=== Input ===

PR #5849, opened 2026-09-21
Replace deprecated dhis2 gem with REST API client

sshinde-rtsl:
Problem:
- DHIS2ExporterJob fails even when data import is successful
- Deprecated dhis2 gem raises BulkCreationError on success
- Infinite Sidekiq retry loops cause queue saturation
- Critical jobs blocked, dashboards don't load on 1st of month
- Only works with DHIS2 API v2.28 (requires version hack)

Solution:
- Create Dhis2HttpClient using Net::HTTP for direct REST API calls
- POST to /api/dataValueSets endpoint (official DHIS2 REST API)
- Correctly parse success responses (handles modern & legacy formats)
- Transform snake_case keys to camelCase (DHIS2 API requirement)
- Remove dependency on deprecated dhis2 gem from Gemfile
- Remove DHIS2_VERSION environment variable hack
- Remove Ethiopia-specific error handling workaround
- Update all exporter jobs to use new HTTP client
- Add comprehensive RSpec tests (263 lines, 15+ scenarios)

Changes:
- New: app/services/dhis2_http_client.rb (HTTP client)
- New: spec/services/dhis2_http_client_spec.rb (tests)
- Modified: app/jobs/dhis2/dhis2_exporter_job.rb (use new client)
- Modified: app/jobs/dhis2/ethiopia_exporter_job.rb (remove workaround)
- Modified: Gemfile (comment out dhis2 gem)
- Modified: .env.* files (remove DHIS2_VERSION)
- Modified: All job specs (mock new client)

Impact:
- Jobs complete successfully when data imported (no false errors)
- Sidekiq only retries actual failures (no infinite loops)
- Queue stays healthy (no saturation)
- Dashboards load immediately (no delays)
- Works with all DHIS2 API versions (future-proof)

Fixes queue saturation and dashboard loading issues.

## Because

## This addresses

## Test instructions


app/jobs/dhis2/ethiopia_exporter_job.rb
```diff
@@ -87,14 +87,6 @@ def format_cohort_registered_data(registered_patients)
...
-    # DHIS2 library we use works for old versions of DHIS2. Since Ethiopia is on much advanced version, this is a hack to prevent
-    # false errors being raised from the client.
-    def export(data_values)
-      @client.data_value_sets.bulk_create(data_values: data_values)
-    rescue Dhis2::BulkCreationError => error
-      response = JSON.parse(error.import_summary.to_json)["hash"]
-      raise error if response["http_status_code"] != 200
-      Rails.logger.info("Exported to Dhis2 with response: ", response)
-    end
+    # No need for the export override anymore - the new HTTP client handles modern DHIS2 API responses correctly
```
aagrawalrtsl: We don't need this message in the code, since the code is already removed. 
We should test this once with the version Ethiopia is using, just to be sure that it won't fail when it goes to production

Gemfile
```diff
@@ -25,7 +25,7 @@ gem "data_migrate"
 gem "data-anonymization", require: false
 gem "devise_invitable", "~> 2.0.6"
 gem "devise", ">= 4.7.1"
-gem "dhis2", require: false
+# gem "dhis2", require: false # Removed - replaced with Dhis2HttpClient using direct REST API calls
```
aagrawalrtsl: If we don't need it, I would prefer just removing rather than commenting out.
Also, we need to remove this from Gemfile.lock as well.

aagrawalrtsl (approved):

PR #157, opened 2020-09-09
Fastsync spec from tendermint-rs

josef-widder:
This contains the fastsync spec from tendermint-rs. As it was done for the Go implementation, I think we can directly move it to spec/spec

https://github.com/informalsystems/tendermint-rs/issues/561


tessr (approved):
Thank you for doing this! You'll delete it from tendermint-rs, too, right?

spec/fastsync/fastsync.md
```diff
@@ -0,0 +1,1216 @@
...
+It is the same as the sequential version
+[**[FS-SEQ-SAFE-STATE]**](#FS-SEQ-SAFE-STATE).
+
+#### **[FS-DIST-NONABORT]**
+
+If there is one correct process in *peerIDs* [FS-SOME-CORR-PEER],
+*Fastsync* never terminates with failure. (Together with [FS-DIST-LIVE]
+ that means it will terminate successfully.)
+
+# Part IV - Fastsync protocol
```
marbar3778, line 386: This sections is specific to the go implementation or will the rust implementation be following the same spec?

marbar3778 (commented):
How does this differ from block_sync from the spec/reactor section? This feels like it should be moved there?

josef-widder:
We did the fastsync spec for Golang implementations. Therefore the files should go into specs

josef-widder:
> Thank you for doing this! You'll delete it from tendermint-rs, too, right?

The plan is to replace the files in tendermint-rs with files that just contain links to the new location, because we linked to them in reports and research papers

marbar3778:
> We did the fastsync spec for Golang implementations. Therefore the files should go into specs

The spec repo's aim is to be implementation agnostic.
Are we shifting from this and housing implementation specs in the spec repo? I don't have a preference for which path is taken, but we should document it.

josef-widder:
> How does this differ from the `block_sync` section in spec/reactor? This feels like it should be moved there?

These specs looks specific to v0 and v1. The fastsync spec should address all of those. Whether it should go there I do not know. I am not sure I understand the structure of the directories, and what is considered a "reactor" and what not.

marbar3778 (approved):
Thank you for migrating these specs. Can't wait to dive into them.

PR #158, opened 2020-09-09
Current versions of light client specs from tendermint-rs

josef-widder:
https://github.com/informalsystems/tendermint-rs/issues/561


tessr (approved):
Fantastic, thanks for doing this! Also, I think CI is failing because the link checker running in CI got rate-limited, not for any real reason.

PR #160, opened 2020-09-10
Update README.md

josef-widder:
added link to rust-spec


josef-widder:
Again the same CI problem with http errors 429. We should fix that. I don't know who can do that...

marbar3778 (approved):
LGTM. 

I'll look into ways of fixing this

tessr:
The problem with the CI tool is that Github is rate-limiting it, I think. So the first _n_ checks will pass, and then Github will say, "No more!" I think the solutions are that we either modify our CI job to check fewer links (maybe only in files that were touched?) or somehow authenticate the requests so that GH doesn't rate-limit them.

===
=== Input ===

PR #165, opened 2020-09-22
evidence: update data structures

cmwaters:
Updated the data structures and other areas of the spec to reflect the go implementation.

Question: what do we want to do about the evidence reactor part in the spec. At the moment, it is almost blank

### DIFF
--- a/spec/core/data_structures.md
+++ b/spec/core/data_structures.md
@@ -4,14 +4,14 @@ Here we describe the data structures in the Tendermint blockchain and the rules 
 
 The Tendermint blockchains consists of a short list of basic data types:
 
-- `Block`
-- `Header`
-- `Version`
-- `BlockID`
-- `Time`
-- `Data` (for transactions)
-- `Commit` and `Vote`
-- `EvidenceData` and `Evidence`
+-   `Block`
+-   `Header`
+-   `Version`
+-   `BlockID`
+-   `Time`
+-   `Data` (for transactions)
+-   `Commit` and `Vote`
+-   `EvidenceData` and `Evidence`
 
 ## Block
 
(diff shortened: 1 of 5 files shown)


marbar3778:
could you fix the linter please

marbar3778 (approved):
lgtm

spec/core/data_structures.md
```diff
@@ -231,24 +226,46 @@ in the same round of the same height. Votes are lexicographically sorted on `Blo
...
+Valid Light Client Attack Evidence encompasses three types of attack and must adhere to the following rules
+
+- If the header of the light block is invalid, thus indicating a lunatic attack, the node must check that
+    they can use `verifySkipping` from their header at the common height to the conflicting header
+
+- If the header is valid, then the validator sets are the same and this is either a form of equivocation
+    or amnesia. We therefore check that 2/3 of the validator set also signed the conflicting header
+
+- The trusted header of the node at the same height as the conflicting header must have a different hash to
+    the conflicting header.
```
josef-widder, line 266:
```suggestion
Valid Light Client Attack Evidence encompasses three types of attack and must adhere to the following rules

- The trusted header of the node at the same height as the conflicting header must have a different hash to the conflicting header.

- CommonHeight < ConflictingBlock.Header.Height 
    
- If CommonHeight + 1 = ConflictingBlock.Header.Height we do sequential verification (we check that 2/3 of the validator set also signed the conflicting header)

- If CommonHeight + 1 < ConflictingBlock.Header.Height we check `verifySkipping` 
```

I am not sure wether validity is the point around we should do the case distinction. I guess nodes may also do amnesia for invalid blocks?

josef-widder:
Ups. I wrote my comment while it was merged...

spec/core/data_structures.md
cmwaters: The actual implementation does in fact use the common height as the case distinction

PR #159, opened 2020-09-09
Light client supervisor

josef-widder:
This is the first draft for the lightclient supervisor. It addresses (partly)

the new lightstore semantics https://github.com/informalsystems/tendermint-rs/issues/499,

===
=== Input ===

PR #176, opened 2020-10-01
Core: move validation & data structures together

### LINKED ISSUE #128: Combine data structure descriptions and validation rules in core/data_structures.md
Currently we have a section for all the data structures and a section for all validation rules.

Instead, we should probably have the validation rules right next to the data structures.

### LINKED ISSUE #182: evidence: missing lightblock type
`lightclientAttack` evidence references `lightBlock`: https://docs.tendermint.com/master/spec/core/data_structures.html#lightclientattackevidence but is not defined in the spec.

===

### Brief
The lines to return are those in the entries above that include "successfully".

### Exercise output
- Jobs complete successfully when data imported (no false errors)
+ that means it will terminate successfully.)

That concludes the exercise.